Chapter Thirty-one

The saucer students heard four rapid horn-beeps which came winging back through air heavy with the sour, acrid fumes of burnt-over land — and reeking more than ever since a hot, damp wind had set in from the southeast. Overhead the sun was hot but there was a big black cloudbank to the south.

Hunter brought the sedan to a stop behind the Corvette, which had just topped a rise, the road passing between two natural rock gateposts some fifteen feet high.

Doc was standing in the seat, studying the terrain ahead. He looked just a little like a pirate, with the brim of his black hat pulled down in back but turned up sharply in front. He reached out his right hand, and Rama Joan put the field glasses into it. He resumed his scanning, using the seven-power instrument. Rama Joan and Ann stood up, too.

Hunter stopped the sedan’s motor, set the brake, and as the school bus drew up behind them third in line, he and Margo got out and hurried forward until they could see, too.

In front of them a slope stretched downward for a quarter of a mile in gentle undulations to a broad-ditched flat, then rose again, though not so high.

The slope was black to the left, dusty greenish-brown to the right. Monica Mountainway went down it in swinging curves, crossing and recrossing the demarcation line between the burned and the unburned.

Toward the bottom, almost on the demarcation line, it passed three white buildings surrounded by a wide graveled space and a high, wire-mesh fence. Then the road joined the broad-ditched fiat which led off in either direction, almost level but gently curving, until the hills hid it each way.

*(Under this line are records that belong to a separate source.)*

PR #1936, opened 2024-04-17
chore(examples): remove config put calls

brooksmtownsend:
## Feature or Problem
As of wadm v0.11.0, we no longer need to put config before you deploy the application.


vados-cosmonic (approved):
LGTM :rocket:

Issue #1888, opened 2024-04-12
[BUG] `component_scaled` events are published twice when a component stops


brooksmtownsend:
### Affected project(s)

- [ ] documentation
- [ ] examples
- [X] wasmCloud host
- [ ] wasmCloud CLI (wash)
- [ ] wasmCloud dashboard UI (washboard)
- [ ] capability providers
- [ ] provider bindgen
- [ ] control interface client
- [ ] other / not sure

### Describe the bug

When a component is scaled to a max instances value of `0`, we emit two `component_scaled` events that assert that it was scaled to zero.

### Steps to reproduce

```bash
wash start component wasmcloud.azurecr.io/http-hello-world:0.1.0 asd
nats sub "wasmbus.evt.>"
wash stop component asd
```

### Expected behavior

I expect to see one event.

### Environment

- OS: [e.g. Linux, MacOS]
- Shell [e.g. bash, zsh, powershell]
- wasmcloud Version [e.g. 0.81.0]

yerzham:
Related to this error, when running the following command for the running component:
```bash
wash scale component <host-id> wasmcloud.azurecr.io/http-hello-world:0.1.0 asd
```
There are also two `component_scaled` events, but one asserts that it is unbounded (max_instances: 4294967295), and the consequent event asserts that it is scaled to 0.

Similarly, when using
```bash
wash update component asd wasmcloud.azurecr.io/http-hello-world:0.1.0
```
It emits `component_scaled` about the updated component, but emits two `component_scaled` events that an old component is scaled to 0.

I have identified the root issue and will create a pull request soon.

PR #1968, opened 2024-04-21
fix(host): remove extra component_scaled events

yerzham:
Signed-off-by: Yerzhan Zhamashev <yerzhan.contribs@novel.systems>

Similarly, an extra `component_scaled` event with `max_instances: 0` is emitted for `wash scale` and `wash update`.

## Related Issues
#1888 

## Release Information
`wasmCloud v1.0`

## Consumer Impact
Extra `component_scaled` event with `max_instances: 0` is no longer emitted when a component is updated or scaled (and scaled to 0 i.e stopped)

## Testing
All tests should work as expected

### Manual Verification
Listening to `wasmbus.evt.>` on NATS while performing `wash start`, `wash scale`, `wash update`, and `wash stop` on a component.

### DIFF
--- a/crates/host/src/wasmbus/mod.rs
+++ b/crates/host/src/wasmbus/mod.rs
@@ -1438,7 +1438,7 @@ impl Host {
     }
 
     #[instrument(level = "debug", skip_all)]
-    async fn stop_actor(&self, actor: &Actor, host_id: &str) -> anyhow::Result<()> {
+    async fn stop_actor(&self, actor: &Actor, _host_id: &str) -> anyhow::Result<()> {
         trace!(component_id = %actor.id, "stopping component");
 
         // TODO: How to know if abort was successful?
--- a/crates/host/src/wasmbus/mod.rs
+++ b/crates/host/src/wasmbus/mod.rs
@@ -1441,7 +1441,6 @@ impl Host {
     async fn stop_actor(&self, actor: &Actor, _host_id: &str) -> anyhow::Result<()> {
         trace!(component_id = %actor.id, "stopping component");
 
-        // TODO: How to know if abort was successful?
         actor.calls.abort();
 
         Ok(())
@@ -1895,7 +1894,6 @@ impl Host {
             self.stop_actor(actor, host_id)
                 .await
                 .context("failed to stop old component")?;
-            // TODO: How to differentiate between old and new component if image reference is the same?
             self.publish_event(
                 "component_scaled",
                 event::component_scaled(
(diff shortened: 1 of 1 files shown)


crates/host/src/wasmbus/mod.rs
```diff
@@ -1438,24 +1438,12 @@ impl Host {
     }
 
     #[instrument(level = "debug", skip_all)]
-    async fn stop_actor(&self, actor: &Actor, host_id: &str) -> anyhow::Result<()> {
+    async fn stop_actor(&self, actor: &Actor, _host_id: &str) -> anyhow::Result<()> {
         trace!(component_id = %actor.id, "stopping component");
 
+        // TODO: How to know if abort was successful?
```
brooksmtownsend, line 1444: This abort happens immediately and doesn't return a Result (and can't panic) so there's no additional feedback to gain here 😄 

If you mean in terms of knowing that a component finishes handling its current invocations, that might be worth an additional issue since that's something we could address

brooksmtownsend: I would prefer we remove this comment though unless it's tied to an active issue

crates/host/src/wasmbus/mod.rs
```diff
@@ -1907,6 +1895,7 @@ impl Host {
             self.stop_actor(actor, host_id)
                 .await
                 .context("failed to stop old component")?;
+            // TODO: How to differentiate between old and new component if image reference is the same?
```
brooksmtownsend, line 1898: An update should _only_ happen with separate image references. We should reject updates with the same image reference though, and that's a good issue to file if you're interested 😄 

Just like the above, I would recommend removing this comment unless it's tied to an issue

brooksmtownsend (changes requested):
image

With some testing, looks great! I left two comments + requests to remove the TODO comments if they aren't tied to an open issue so we don't accumulate questions around the codebase without action items 😄

crates/host/src/wasmbus/mod.rs
yerzham: I can take the initiative to check image references 👍

crates/host/src/wasmbus/mod.rs
yerzham: Removed the line

crates/host/src/wasmbus/mod.rs
yerzham: Removed the line

brooksmtownsend:
Thank you @yerzham ! It looks like the only other thing you need here is a DCO signoff, which you had in the first commit. The DCO failed action will give you the easy fix for this https://github.com/wasmCloud/wasmCloud/pull/1968/checks?check_run_id=24113309713

yerzham:
oops, will fix that

brooksmtownsend (approved):

brooksmtownsend:
Should be good to cut this as a patch release 🚀

PR #1977, opened 2024-04-23
chore: remove sample-manifest.yaml

vados-cosmonic:
## Feature or Problem

This commit removes `sample-manifest.yaml` which is now somewhat stale.


brooksmtownsend (approved):

brooksmtownsend:
For any curious, we removed support for this a while back in `wash` in favor of just committing to the wadm file 😄

PR #1989, opened 2024-04-26
feat(wash): Wash plugins

### LINKED ISSUE #841: [RFC] Support WebAssembly Components for CLI Plugins
## Summary
This RFC proposes a new feature for the `wash` CLI that would allow the discovery and usage of plugins at runtime. This would allow wash functionality to be extended both by wasmCloud maintainers and third parties wishing to build extensions and platforms. This RFC also recommends using WebAssembly to illustrate yet another use for Wasm in production and "in the wild".

## Rationale
The `wash` command line tool has been growing in power and complexity since it was first created. It can control lattices, build actors, create provider archives, and now it can even start a fully functioning wasmCloud host and an accompanying lattice all with just the `up` command. 

Adding new features and functionality to wash now involves working with a very large codebase and navigating through a number of intricate systems involved in obtaining NATS connections, reading contexts, and more. If someone just wanted to add a small piece of isolated functionality to `wash`, it might present so much of a barrier to entry that people may be discouraged from doing so.

We also want to avoid creating a _sprawl_ of multiple CLIs that all operate within the wasmCloud ecosystem. Keeping `wash` as the single source of CLI functionality for wasmCloud and higher-level platforms makes sense and keeps the developer experience as simple as possible.

## Use Cases
As mentioned, the wasmCloud maintainers would like to have an easier way of providing extensible functionality at the command line. The following is an incomplete list of other potential use cases.

* **[Concordance](https://github.com/cosmonic/concordance)** - Cosmonic's event sourcing system will soon be getting a number of additional features, including things like generating code, documentation, flow diagrams, and more. Rather than create an entirely new CLI for people to use, it would be extremely beneficial for Concordance users to be able to simply use a plugin that adds a new sub-command to wash, e.g. `wash es generate model.ttl` would generate appropriate output from the specified model.
* Custom App - If you've built an application on top of wasmCloud that has features that you'd like to be able to control from a CLI, this would be an ideal use.
* Custom Builds - If your application or components have special build requirements that regular `wash` doesn't know about, adding a subcommand for your builds would be useful
* Internal Corporate - If your enterprise or team within an enterprise is working with wasmCloud and needs utility functionality that can't be made public (and so therefore can't be part of core `wash`), then creating an internal enterprise plugin is the perfect solution

## Implementation
Plugins for `wash` would be implemented as Wasm components. Wash would act as a trimmed-down, bespoke wasmCloud host that exposed a small number of capabilities for these components. Because Wasm components can't do anything on their own, `wash` will give them a limited set of capabilities to work with.

The following is a list of what each of these components will be able to do:
* **File I/O** - WASI file I/O will be enabled for the component, `wash` will convert command input into I/O parameters allowing the component to read and write specific files/locations. Whether this comes from regular WASI or from a blob store interface is an implementation detail to be sorted out.
* **Messaging** - If a component is _signed_ with the messaging claim, wash will establish a NATS connection based on input parameters and make it available to the plugin
* **HTTP Client** - plugins will be able to perform as many HTTP requests as they need

### The Plugin Interface
The following is a hypothetical interface definition that would be _exported_ by wash plugins. This may not even compile or pass a validation check and is only here to give you an idea of how easy it could be to implement a plugin.

```wit
default interface wash-plugin {
    record command-identifier {
        name: string,
        description: string,
        version: string,
        sub-commands: list<string>
    }

    record command-options {
        input-files: option<list<string>>,
        output-files: option<list<string>>
    }

    get-command: func() -> result<command-identifier, string>
    get-help: func(cmdpath: list<string>) -> result<string, string>
    execute-command: func(cmdpath: list<string>, args: list<string>, opts: command-options) -> result<string, string>
}
```
The main reason we've chosen to provide `cmdpath` and `args` is so that the plugin developer doesn't have to deal with whitespace splitting and escaping, etc. Wash will take care of that and provide sanitized input. 

For example, if I wanted to use the Concordance plugin to generate an SVG from my model file, and `wash` had sanitized the input for me, the parameters to `execute-command` might be:

* cmdpath: [`es`, `generate`, `svg`]
* args: []
* opts: `{ input-files: ["./model.ttl"], output-files: ["./model.svg"] }`

Where the command I typed to wash might be:

```
$ wash es generate svg --input ./model.ttl --output ./model.svg
```

### Sample Help
This is what you might see when you get the main `wash` help with a few plugins installed (`es` and `mycorp` commands added by plugins).

```

Runtime environments:
  up           Bootstrap a wasmCloud environment
  down         Tear down a wasmCloud environment launched with wash up

Other:
  es           Interact with Concordance event sourcing
  mycorp       Access internal enterprise functionality from MyCorp, LLC

Options:
  -o, --output <OUTPUT>  Specify output format (text or json) [default: text]
  -h, --help             Print help
  -V, --version          Print version
```

## Bonus Features 🎉
The following is a list of some of the cool things we get "for free" as a bonus by embracing Wasm components as the plugin model.

* `wash plugin add https://cosmonic.azurecr.io/concordance-plugin:0.1.1` - Developers can easily add a plugin to wash simply by referencing an OCI registry
* Just copy any `.wasm` plugin into `~/.wash/plugins` and `wash` immediately becomes aware of the new functionality
* Can update an existing plugin with a new version specified with a new OCI or Bindle URL
* Security could be set up so that `wash` would prompt you to trust a plugin issuer the first time it is accessed - `You are about to run a plugin from XXXX. Do you trust this vendor?` ❓Since plugins are zero trust and capability-limited anyway, does this extra user trust just add unnecessary steps? 
* `wash plugin build` would be able to easily perform the necessary component linking to convert your Rust project into a ready-to-use wash plugin.

Regardless of developer-granted trust, `wash` would _always_ validate the embedded JWT for the plugin and reject any that have been tampered with, expired, or forged.

thomastaylor312:
This PR introduces wash plugins, built on top of the component model! There is now a wit interface that supports adding custom subcommands to `wash` via wasm components. Basically it is a thin wrapper around the `wasi:cli` world. This also adds a new `wash plugin` subcommand that lets you install (via local file, HTTP, or OCI) plugins, uninstall them, and list them. Please note that I did not get around to updating the ctl interface wit, so that has not been added yet. But as soon as we do, we will add that as an available import for plugins. See the individual commit messages for additional information.

I plan on adding documentation for this feature in a follow up PR to the docs repo.

Closes #841


crates/wash-lib/src/plugin/subcommand.rs
```diff
@@ -0,0 +1,188 @@
+wasmtime::component::bindgen!({
```
rvolosatovs, line 1: nit; it's usually a good idea to put these in a `mod bindings`

crates/wash-cli/src/util.rs
```diff
@@ -32,6 +39,52 @@ pub fn json_str_to_msgpack_bytes(payload: &str) -> Result<Vec<u8>> {
...
+        .context("Unable to read plugin directory")?;
+
+    let mut plugins = SubcommandRunner::new().context("Could not inititalize plugin runner")?;
+
+    // We load each plugin separately so we only warn if a plugin fails to load
+    while let Some(entry) = readdir.next_entry().await.transpose() {
+        let entry = match entry {
+            Ok(entry) => entry,
+            Err(e) => {
+                eprintln!("WARN: Could not read plugin directory entry. Skipping: {e:?}");
```
rvolosatovs, line 68: nit; shouldn't these be `tracing` calls?

crates/wash-cli/src/plugin.rs
```diff
@@ -0,0 +1,328 @@
...
+    if let Some(expected_digest) = compute_digest {
+        spinner.update_spinner_message(" Computing digest");
+        let mut digest = Sha256::new();
+        let data = tokio::fs::read(&temp_location)
+            .await
+            .context("Unable to read plugin data for digest computation")?;
+        digest.update(data);
+        let hash = format!("{:x}", digest.finalize());
+        let sanitized = expected_digest.trim().to_lowercase();
+        if hash != sanitized {
```
rvolosatovs, line 208: nit; this could be replaced by `ensure!`

crates/wash-cli/src/bin/wash.rs
```diff
@@ -355,3 +442,40 @@ async fn main() {
...
+
+/// Helper for loading plugins. This function does not return an error because it will exit the
+/// process in case of a fatal error. As such, this shouldn't be called after the CLI is parsed.
+async fn load_plugins() -> (SubcommandRunner, PathBuf) {
+    // We need to use env vars here because the plugin loading needs to be initialized before
+    // the CLI is parsed
+    let plugin_dir = match ensure_plugin_dir(std::env::var("WASH_PLUGIN_DIR").ok()).await {
+        Ok(dir) => dir,
+        Err(e) => {
+            eprintln!("Could not load wash plugin directory: {}", e);
```
rvolosatovs, line 454: why not `tracing::error`?

crates/wash-cli/src/bin/wash.rs
```diff
@@ -355,3 +442,40 @@ async fn main() {
...
+            std::process::exit(1);
```
rvolosatovs, line 455: what do you think about not exiting here and just letting `wash` run without plugins?
I would imagine to be able to run e.g. `wash up` even if plugin directory failed to get initialized (because my file system is read-only for example)

crates/wash-cli/src/bin/wash.rs
```diff
@@ -213,7 +220,86 @@ async fn main() {
...
+            // NOTE(thomastaylor312): This is a hack to get the raw args to pass to the plugin. I
+            // don't really love this, but we can't add nice help text and structured arguments to
+            // the CLI if we just get the raw args with `allow_external_subcommands(true)`. We can
+            // revisit this later with something if we need to. I did do some basic testing that
+            // even if you wrap wash in a shell script, it still works.
+            let args: Vec<String> = std::env::args().skip(1).collect();
+            let dir = match ensure_plugin_scratch_dir_exists(plugin_dir, id).await {
+                Ok(dir) => dir,
+                Err(e) => {
+                    eprintln!("Error creating plugin scratch directory: {}", e);
```
rvolosatovs, line 288: why not `tracing`?

rvolosatovs (approved):
Nice, this looks great!

crates/wash-cli/src/plugin.rs
```diff
@@ -0,0 +1,328 @@
...
+        .write(true)
+        .read(true)
+        .open(&temp_location)
+        .await
+        .context("Unable to create temp file for plugin download")?;
+
+    let (scheme, rest) = cmd
+        .url
+        .split_once("://")
+        .context("Invalid URL. It should contain a scheme (e.g. file://)")?;
```
brooksmtownsend, line 116: nit: does this mean `wash plugin install ./myplugin.wasm` is invalid and should be `wash plugin install file://./myplugin.wasm`? Could we just have the fallback here be an `unwrap_or_else(|_| (None, cmd.url))` and allow no schemes to be files?

As I'm writing this, I realize the difficulty in figuring out oci/http/file from just a plain string, so it makes sense. The help text addresses this well IMO so I'm just going to resolve this

crates/wash-cli/src/bin/wash.rs
```diff
@@ -213,7 +220,86 @@ async fn main() {
         .with_env_filter(EnvFilter::from_default_env())
         .init();
 
-    let cli: Cli = Parser::parse();
+    let mut command = Cli::command();
+    // Load plugins if they are not disabled
+    let plugins = if std::env::var("WASH_DISABLE_PLUGINS").is_err() {
```
brooksmtownsend, line 225: nit: I suppose specifying `WASH_DISABLE_PLUGINS=false` would still disable the plugins

brooksmtownsend: It would be great to have this environment variable documented at least, just a note on how defining it at all will disable plugins addresses both comments 👍🏻

crates/wash-lib/src/plugin/subcommand.rs
```diff
@@ -0,0 +1,188 @@
...
+    }
+
+    /// Run a subcommand with the given name and args. The plugin will inherit all
+    /// stdout/stderr/stdin/env. The given plugin_dir is used to grant the plugin access to the
+    /// filesystem in a specific directory, and should already exist. An error will only be returned
+    /// if there was a problem with the plugin (such as the plugin_dir not existing) or the
+    /// subcommand itself.
+    ///
+    /// All plugins will be passed environment variables starting with
+    /// `WASH_PLUGIN_${plugin_id.to_upper()}_` from the current process. Other vars will be ignored
```
brooksmtownsend, line 152: This will be good to add to documentation since it's likely folks will just expect the regular variable. I think this is a good measure to not give all plugins all-access

crates/wash-lib/tests/plugins/hello_plugin/src/lib.rs
brooksmtownsend, line 1: As a followup, it would be _awesome_ to add an example plugin to `examples/rust/components/` and reference it as a template, so people could do something like `wash new component --template-name wash-plugin-rust`

brooksmtownsend (commented):
I have mostly requests for surfacing docs from internal comments to either wasmcloud.com or in the CLI help text. This is awesome 🔥

crates/wash-cli/src/util.rs
thomastaylor312: I was doing them as warnings but I realized by default the logger is set to error level. These aren't fatal but I wanted them to be warnings the user would see so they knew why something wasn't working. @brooksmtownsend thoughts here?

crates/wash-cli/src/bin/wash.rs
thomastaylor312: This one was explicitly because I would expect a CLI to write an error to stderr if it was exiting with 1. But now that I think about it again, so does `tracing::error` so I'll just change it

crates/wash-cli/src/bin/wash.rs
thomastaylor312: Good point, I'll change it out to just write an error

crates/wash-lib/src/plugin/subcommand.rs
thomastaylor312: Yeah all of this will be added to documentation

crates/wash-lib/tests/plugins/hello_plugin/src/lib.rs
thomastaylor312: I can copy the test one to the examples directory as well.

brooksmtownsend (approved):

Down the center of the flat, following its contours, stretched what looked for a long moment exactly like a miles-long, flattish, scaly serpent thirty yards wide. The individual scales, which ran in glitter-bordered rows eight or nine across, were mostly blue, brown, cream and black, though here and there was a green or red one. Judging by its glittering sides, the serpent had a silver belly.

Wojtowicz, coming up behind them, said, “Cripes, we’re there. That’s it. Wow!”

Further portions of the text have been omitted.